Genes in individuals
Microbial genes in different individuals
The next challenge we addressed was to determine which genes of the catalog are present in each individual and with what frequency. This enables searching for association between the genes and the disease.For this purpose we followed a 2-pronged approach, using either the very high throughput DNA sequencing or the DNA arrays.
Very high throughput sequencing generates short sequence “tags”, that originate from genes present in the sample and thus in our gene catalog. We developed procedures to map the tags onto the catalogue genes, and therefore to count the genes present in each individual. Routinely, we generate some 30 millions tags for each sample and can thus count genes with a high accuracy, as their number is substantially lower (slightly above half a million, on average). We developed the bio-informatics procedures required to determine efficiently the gene frequency in our samples. Almost 400 individuals were analyzed in this way.

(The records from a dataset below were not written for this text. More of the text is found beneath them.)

PR #628, opened 2023-02-22
Legacy migration

dakota002:


dakota002:
For point 4 in https://github.com/nasa-gcn/gcn.nasa.gov/issues/291

My thought with this is that we could trigger it directly from the PostConfirmSignupFunction, by adding a lambda-client and using the [invoke command](https://docs.aws.amazon.com/AWSJavaScriptSDK/v3/latest/clients/client-lambda/classes/invokecommand.html).

dakota002:
Latest Update: stripped down this PR to only include some minor changes, since the function will exist in the template.

The `@sandbox` thing in the app.arc wasn't actually doing anything

esbuild.mjs
```diff
@@ -5,7 +5,7 @@ const watch = args.includes('--watch')
 
 await build({
   bundle: true,
-  entryPoints: ['./app/email-incoming/index.js'],
+  entryPoints: ['./app/email-incoming/index.ts'],
```
lpsinger, line 8: What does this change do?

lpsinger (changes requested):

esbuild.mjs
dakota002: the actual file is a ts file, not js

dakota002: https://github.com/nasa-gcn/gcn.nasa.gov/blob/main/app/email-incoming/index.ts

lpsinger: OK. It would be better next time for this kind of change to be in a separate PR. (Keep each PR focused on one set of related changes.)

app.arc
```diff
@@ -59,8 +59,9 @@ circular_endorsements
   endorserSub *String
   name circularEndorsementsByEndorserSub
 
-@sandbox
-invoker events
```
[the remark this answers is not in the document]
dakota002: Nope, intentional. It doesn't do anything in the app.arc. events pragma are included by default with the invoker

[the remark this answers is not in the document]
lpsinger: OK, that's fine. Again, that's not related to the subject of this PR ("Legacy migration"). Better in the future to peel this kind of thing into a separate PR.

lpsinger (approved):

We also developed arrays that allow to measure gene frequency and, importantly, also gene expression. One is carried out by analyzing the DNA and the other the RNA from each sample. The present-day technology cannot accommodate all of the catalog genes on a single array (two are required), which renders the routine use of the arrays that contain the complete gene set laborious and costly. We thus also developed a simplified version, that contains the most informative genes on a single array and developed the protocols for its efficient use. This array has already been used for the analysis of over 150 individuals.